Source material:
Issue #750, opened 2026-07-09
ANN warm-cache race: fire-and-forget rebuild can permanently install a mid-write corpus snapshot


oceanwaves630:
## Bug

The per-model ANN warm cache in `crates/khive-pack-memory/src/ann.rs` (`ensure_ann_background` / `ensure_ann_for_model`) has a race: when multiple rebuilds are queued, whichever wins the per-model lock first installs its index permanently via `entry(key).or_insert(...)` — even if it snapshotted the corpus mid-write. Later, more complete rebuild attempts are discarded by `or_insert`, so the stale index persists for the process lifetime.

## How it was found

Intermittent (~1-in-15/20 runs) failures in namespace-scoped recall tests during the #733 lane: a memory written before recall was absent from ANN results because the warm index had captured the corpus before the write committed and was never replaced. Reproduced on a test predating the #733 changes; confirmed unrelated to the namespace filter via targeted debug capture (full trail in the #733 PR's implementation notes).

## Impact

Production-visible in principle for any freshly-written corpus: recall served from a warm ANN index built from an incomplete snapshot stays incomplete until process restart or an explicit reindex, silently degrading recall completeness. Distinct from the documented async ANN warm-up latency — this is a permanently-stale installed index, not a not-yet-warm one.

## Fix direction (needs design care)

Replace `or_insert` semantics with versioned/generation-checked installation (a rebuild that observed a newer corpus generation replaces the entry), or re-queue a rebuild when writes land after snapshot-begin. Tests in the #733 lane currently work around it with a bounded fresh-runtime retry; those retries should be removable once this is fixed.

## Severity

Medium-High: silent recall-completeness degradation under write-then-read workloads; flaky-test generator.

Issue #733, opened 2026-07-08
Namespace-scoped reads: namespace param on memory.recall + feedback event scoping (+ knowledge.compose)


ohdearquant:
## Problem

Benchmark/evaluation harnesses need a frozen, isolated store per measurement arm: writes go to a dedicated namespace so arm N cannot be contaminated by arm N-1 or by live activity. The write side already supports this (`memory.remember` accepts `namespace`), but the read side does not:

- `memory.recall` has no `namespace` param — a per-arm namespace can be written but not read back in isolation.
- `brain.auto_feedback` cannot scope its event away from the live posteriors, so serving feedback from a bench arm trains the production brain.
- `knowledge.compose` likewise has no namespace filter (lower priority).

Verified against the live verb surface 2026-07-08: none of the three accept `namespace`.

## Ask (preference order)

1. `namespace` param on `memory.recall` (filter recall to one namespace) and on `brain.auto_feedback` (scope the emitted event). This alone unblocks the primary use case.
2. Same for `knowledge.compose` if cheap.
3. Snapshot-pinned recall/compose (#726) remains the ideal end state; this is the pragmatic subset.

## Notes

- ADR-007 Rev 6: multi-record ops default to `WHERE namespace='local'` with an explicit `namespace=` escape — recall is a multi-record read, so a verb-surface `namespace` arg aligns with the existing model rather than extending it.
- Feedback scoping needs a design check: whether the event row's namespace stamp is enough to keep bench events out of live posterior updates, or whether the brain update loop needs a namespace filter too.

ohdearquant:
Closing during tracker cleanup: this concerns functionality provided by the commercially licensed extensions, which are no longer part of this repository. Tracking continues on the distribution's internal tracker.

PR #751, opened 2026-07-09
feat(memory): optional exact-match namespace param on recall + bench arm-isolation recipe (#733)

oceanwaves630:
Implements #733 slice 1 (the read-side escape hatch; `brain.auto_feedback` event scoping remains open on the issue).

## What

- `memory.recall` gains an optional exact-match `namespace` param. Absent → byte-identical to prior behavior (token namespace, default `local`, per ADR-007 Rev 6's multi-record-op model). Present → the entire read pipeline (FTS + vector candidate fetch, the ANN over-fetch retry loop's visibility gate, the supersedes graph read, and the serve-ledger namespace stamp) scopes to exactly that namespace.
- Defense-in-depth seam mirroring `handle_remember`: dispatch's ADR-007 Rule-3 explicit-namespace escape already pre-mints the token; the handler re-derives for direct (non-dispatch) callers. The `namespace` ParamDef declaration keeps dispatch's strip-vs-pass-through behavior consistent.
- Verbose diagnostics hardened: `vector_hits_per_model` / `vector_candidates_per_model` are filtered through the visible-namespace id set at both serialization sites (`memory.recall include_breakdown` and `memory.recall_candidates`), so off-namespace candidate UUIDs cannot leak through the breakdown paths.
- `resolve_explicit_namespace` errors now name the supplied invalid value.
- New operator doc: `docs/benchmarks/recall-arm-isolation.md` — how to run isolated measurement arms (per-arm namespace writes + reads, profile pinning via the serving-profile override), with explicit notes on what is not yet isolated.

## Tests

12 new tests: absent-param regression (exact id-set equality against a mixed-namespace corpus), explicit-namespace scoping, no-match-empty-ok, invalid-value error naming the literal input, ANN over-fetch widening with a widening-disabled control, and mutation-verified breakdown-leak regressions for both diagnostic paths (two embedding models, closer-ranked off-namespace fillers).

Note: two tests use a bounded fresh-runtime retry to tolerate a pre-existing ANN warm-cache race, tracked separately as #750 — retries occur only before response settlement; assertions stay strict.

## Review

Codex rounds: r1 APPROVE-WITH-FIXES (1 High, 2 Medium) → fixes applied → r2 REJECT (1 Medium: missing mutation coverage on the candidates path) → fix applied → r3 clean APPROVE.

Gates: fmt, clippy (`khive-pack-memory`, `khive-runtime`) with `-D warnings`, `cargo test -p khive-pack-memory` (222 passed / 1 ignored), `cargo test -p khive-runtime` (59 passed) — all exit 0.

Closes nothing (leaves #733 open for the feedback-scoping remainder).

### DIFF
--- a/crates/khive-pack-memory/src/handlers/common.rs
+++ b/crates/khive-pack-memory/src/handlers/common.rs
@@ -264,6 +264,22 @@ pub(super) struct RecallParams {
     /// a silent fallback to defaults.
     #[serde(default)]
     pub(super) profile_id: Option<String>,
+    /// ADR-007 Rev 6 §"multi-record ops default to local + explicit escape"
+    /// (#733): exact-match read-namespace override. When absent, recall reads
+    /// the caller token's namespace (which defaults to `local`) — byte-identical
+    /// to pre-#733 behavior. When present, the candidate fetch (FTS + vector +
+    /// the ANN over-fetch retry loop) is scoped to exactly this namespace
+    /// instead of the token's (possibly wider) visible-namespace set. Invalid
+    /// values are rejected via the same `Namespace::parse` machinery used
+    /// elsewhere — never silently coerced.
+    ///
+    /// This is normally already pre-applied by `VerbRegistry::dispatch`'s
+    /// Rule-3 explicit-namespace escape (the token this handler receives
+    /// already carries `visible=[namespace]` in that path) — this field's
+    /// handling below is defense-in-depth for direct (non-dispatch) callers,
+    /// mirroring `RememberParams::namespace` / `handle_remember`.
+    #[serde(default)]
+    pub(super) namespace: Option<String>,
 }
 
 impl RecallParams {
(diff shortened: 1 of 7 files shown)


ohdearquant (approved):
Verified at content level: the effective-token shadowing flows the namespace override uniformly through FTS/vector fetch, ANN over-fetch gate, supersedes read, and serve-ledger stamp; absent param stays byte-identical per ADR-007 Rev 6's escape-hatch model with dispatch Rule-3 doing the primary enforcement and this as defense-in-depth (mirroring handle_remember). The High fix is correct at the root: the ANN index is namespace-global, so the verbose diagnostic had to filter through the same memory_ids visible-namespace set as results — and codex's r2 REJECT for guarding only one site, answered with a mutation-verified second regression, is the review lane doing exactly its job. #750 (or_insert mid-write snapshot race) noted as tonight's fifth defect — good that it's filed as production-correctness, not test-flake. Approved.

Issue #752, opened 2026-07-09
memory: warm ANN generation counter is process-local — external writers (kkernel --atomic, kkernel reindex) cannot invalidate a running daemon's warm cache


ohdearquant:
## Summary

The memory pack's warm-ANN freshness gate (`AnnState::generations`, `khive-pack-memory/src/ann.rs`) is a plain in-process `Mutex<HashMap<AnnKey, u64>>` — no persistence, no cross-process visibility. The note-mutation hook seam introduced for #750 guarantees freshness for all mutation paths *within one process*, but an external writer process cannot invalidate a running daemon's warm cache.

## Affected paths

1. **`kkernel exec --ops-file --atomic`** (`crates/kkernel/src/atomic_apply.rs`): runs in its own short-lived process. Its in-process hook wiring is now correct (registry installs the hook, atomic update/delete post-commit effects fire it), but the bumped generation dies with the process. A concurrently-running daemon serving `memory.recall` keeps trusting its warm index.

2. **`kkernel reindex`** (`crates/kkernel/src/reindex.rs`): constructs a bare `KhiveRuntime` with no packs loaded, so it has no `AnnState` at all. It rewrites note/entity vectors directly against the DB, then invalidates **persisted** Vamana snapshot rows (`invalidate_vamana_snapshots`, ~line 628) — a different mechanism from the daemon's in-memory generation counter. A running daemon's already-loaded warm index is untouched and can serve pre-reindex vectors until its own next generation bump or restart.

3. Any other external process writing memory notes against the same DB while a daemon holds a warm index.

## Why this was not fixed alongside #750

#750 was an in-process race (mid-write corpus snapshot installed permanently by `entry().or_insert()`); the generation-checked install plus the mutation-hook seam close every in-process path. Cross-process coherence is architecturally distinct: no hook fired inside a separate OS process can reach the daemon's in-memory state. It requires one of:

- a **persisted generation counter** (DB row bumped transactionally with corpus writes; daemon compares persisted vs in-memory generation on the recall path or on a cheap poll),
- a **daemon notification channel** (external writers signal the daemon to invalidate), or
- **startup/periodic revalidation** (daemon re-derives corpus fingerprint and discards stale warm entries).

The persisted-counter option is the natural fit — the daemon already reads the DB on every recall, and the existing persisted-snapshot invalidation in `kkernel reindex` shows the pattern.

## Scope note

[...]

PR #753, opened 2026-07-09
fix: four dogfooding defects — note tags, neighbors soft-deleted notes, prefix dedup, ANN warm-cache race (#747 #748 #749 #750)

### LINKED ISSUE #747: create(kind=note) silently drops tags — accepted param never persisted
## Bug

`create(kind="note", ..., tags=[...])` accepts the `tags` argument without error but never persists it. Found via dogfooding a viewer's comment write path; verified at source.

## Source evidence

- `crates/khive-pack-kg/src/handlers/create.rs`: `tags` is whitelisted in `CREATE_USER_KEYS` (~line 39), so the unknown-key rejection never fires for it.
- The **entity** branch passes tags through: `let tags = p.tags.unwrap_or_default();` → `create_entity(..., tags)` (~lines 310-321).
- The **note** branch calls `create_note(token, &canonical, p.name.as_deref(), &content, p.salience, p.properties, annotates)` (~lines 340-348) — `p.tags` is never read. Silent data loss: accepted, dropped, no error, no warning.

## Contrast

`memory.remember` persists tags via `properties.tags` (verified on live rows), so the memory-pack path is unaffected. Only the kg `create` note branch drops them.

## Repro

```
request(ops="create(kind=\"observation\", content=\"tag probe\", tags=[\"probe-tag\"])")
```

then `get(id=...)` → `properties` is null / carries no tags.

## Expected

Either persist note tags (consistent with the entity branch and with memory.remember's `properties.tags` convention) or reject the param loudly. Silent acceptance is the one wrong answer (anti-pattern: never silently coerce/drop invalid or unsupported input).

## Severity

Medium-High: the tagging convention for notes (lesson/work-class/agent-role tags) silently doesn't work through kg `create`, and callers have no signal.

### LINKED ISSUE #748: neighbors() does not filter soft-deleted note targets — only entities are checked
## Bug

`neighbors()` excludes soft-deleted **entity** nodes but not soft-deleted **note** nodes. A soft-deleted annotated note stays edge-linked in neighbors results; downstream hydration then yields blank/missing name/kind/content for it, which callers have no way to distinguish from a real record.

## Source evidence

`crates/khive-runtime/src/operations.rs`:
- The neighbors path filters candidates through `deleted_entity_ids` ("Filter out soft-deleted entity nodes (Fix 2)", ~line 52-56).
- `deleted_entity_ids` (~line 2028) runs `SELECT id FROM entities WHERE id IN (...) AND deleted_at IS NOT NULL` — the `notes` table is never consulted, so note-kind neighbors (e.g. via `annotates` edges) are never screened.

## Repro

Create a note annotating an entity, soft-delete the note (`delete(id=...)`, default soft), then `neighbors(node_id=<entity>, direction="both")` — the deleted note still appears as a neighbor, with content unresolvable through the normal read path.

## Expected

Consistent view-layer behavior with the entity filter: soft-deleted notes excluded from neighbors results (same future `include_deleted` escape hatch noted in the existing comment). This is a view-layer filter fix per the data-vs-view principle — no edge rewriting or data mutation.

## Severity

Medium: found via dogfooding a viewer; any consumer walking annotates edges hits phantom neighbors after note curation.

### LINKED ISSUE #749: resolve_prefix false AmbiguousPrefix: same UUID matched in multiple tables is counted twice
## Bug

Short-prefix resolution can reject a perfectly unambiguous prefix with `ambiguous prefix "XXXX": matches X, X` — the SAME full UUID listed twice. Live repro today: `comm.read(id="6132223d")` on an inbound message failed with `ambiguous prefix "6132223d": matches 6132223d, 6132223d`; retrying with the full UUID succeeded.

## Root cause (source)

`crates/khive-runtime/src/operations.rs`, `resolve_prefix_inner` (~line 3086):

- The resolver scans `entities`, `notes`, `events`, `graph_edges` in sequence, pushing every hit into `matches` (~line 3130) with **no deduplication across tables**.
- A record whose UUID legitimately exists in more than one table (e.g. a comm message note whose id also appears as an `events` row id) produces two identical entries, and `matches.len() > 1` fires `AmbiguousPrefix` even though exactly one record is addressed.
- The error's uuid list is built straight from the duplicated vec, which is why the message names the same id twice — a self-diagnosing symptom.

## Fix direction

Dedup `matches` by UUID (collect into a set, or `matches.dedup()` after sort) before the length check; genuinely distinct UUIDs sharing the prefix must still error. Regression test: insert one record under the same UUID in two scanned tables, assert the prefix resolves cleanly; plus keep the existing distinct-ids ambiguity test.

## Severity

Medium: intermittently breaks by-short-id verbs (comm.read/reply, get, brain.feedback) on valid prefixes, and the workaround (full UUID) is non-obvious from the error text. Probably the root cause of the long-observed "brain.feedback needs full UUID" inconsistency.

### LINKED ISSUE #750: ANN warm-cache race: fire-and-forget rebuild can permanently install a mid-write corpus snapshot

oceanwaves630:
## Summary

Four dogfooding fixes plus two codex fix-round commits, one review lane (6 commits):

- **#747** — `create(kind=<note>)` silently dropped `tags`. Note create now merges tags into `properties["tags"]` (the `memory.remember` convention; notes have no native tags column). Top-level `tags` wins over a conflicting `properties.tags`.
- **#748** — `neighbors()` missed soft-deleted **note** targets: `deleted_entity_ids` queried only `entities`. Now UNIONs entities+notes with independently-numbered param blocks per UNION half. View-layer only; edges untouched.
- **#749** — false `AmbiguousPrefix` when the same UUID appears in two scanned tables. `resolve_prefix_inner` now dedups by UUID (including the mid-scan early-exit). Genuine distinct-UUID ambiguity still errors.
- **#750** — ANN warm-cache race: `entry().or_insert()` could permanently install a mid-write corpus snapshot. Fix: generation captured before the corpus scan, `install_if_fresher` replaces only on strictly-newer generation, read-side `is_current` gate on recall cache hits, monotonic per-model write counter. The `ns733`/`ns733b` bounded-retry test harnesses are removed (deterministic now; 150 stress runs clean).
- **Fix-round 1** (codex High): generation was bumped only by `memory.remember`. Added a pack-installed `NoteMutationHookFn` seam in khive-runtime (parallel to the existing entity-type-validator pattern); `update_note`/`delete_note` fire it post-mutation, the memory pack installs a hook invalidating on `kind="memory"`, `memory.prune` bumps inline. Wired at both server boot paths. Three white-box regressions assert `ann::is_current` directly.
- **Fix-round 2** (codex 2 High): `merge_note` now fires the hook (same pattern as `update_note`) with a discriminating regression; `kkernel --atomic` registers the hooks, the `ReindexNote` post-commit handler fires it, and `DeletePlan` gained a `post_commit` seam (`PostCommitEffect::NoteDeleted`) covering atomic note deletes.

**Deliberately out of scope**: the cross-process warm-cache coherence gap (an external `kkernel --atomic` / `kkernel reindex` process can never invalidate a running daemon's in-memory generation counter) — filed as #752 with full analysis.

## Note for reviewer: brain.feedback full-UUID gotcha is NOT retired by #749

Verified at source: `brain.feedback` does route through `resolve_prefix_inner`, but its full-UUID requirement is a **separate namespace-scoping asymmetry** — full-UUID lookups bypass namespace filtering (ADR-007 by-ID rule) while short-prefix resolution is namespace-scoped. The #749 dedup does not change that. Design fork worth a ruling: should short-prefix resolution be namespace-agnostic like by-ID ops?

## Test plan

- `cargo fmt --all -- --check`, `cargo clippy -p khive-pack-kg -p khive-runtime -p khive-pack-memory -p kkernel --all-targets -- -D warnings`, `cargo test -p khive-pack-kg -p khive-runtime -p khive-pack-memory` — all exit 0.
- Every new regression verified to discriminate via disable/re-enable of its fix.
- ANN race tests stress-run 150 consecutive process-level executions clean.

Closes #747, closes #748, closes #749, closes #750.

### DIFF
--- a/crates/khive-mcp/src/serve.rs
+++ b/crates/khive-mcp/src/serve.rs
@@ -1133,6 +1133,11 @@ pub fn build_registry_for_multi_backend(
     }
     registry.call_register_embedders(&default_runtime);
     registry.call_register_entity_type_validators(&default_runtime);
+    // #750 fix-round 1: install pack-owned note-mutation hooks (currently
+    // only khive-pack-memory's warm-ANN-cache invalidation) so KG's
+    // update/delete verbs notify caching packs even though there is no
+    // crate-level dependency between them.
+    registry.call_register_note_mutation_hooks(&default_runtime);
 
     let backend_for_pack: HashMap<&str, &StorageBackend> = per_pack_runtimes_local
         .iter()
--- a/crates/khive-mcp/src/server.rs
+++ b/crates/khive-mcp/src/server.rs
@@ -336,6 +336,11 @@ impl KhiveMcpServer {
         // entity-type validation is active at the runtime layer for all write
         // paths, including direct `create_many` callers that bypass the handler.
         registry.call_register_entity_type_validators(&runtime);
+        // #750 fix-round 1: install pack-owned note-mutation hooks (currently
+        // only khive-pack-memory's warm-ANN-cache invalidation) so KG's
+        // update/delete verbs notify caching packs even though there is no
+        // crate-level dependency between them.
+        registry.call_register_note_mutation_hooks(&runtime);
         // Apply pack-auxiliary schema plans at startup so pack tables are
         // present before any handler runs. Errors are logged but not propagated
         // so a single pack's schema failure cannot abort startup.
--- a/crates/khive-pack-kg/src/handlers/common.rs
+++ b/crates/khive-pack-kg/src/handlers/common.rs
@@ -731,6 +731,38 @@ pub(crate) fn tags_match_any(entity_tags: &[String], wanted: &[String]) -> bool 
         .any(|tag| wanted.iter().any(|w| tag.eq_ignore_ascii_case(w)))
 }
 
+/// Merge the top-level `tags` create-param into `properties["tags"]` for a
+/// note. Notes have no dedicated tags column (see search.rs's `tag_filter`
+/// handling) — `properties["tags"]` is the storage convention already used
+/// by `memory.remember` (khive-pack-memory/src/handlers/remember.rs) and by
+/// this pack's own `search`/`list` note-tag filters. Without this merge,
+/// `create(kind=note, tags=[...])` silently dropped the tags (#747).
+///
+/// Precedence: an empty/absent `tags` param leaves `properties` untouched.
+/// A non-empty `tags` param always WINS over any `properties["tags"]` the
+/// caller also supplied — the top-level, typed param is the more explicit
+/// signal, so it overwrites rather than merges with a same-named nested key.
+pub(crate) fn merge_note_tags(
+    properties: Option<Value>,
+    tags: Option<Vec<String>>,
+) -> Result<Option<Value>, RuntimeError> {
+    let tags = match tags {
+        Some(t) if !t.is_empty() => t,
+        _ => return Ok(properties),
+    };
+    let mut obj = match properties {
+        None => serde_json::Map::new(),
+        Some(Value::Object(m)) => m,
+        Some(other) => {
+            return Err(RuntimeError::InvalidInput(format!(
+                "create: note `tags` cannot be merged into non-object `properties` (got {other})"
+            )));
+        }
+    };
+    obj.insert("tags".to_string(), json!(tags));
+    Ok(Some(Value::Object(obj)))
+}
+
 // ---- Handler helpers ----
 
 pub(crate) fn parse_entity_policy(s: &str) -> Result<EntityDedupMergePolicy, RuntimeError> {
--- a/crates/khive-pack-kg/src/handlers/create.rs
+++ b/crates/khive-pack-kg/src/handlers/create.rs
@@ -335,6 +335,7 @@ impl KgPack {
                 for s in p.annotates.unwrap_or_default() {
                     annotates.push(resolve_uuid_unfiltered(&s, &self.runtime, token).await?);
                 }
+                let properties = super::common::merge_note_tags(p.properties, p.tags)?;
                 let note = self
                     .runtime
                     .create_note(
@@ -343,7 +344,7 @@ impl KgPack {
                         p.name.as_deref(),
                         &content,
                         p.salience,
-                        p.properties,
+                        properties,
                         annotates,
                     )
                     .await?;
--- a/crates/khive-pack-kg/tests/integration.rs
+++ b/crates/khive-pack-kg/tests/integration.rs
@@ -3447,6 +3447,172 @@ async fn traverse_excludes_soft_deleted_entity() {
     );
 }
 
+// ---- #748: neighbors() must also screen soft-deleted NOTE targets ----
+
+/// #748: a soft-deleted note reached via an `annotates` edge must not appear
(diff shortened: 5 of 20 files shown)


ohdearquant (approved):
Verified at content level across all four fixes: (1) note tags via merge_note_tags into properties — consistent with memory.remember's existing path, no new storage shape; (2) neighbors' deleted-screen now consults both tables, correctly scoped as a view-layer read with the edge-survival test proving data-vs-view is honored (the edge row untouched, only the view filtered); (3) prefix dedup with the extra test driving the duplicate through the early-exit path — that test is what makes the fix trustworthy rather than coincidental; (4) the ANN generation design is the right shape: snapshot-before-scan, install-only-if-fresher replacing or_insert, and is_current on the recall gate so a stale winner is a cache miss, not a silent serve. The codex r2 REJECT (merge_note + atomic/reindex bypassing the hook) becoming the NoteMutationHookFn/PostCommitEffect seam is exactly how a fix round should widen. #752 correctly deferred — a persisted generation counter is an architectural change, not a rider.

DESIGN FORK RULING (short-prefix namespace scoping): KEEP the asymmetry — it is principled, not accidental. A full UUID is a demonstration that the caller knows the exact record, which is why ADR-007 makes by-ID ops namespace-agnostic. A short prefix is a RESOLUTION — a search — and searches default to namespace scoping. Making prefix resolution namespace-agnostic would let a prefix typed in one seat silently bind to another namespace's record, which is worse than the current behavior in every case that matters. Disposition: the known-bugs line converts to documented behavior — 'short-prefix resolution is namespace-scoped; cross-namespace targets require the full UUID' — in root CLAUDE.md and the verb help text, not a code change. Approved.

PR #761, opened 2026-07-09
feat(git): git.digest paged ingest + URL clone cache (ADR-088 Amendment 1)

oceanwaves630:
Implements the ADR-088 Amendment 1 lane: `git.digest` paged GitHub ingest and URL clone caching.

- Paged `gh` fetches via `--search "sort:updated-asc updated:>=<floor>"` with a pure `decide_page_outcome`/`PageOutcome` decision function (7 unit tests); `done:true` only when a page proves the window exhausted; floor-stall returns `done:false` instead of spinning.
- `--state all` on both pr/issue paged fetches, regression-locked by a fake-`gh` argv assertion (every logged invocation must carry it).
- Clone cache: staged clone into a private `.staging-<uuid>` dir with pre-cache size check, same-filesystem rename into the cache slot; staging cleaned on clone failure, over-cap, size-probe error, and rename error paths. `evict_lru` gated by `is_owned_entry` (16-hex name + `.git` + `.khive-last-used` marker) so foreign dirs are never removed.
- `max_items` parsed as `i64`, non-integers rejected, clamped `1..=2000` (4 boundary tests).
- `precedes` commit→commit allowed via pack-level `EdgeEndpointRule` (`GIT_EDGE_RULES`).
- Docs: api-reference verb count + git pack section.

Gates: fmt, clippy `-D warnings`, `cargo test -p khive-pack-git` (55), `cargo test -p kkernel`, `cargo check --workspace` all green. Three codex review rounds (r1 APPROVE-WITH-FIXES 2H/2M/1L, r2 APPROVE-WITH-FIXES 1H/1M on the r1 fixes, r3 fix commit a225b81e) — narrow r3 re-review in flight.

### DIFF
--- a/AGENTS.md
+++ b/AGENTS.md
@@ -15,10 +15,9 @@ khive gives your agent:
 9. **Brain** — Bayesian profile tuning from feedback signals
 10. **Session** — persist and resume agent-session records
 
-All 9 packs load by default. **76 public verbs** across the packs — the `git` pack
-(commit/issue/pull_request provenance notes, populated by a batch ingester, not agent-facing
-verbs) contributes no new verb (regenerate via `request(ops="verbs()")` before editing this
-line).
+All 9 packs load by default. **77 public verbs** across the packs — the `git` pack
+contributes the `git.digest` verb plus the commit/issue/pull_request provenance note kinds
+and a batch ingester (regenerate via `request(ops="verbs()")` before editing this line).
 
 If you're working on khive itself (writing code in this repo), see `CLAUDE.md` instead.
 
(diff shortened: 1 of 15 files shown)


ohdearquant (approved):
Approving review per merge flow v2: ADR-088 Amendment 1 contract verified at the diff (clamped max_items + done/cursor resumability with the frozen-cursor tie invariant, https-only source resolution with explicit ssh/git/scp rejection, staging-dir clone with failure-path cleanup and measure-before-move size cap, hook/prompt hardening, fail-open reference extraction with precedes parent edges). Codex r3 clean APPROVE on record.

What you will do: Which lines above run from the one containing "memory: warm ANN" to the one containing "bump or restart."? Give them again exactly, both ends included.

Response to the exercise:
memory: warm ANN generation counter is process-local — external writers (kkernel --atomic, kkernel reindex) cannot invalidate a running daemon's warm cache


ohdearquant:
## Summary

The memory pack's warm-ANN freshness gate (`AnnState::generations`, `khive-pack-memory/src/ann.rs`) is a plain in-process `Mutex<HashMap<AnnKey, u64>>` — no persistence, no cross-process visibility. The note-mutation hook seam introduced for #750 guarantees freshness for all mutation paths *within one process*, but an external writer process cannot invalidate a running daemon's warm cache.

## Affected paths

1. **`kkernel exec --ops-file --atomic`** (`crates/kkernel/src/atomic_apply.rs`): runs in its own short-lived process. Its in-process hook wiring is now correct (registry installs the hook, atomic update/delete post-commit effects fire it), but the bumped generation dies with the process. A concurrently-running daemon serving `memory.recall` keeps trusting its warm index.

2. **`kkernel reindex`** (`crates/kkernel/src/reindex.rs`): constructs a bare `KhiveRuntime` with no packs loaded, so it has no `AnnState` at all. It rewrites note/entity vectors directly against the DB, then invalidates **persisted** Vamana snapshot rows (`invalidate_vamana_snapshots`, ~line 628) — a different mechanism from the daemon's in-memory generation counter. A running daemon's already-loaded warm index is untouched and can serve pre-reindex vectors until its own next generation bump or restart.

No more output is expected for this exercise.